The task calls for each line of the records below in which the word "that" appears.

☆ ☆ ☆

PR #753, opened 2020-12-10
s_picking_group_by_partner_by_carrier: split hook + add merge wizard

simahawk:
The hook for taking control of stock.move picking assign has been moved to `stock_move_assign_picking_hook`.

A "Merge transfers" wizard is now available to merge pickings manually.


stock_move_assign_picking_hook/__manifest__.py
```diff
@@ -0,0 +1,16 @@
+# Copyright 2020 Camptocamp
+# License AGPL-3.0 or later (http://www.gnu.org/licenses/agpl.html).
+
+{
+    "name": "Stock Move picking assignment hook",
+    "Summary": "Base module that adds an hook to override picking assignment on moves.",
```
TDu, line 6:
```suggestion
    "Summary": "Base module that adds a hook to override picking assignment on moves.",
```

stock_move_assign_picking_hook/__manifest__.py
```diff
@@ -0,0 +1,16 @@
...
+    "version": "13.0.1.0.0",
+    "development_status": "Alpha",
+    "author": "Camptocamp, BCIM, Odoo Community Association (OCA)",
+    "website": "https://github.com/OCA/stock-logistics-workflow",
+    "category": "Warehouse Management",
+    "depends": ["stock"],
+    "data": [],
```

☆ ☆ ☆

THE ANSWER:
+    "Summary": "Base module that adds an hook to override picking assignment on moves.",
    "Summary": "Base module that adds a hook to override picking assignment on moves.",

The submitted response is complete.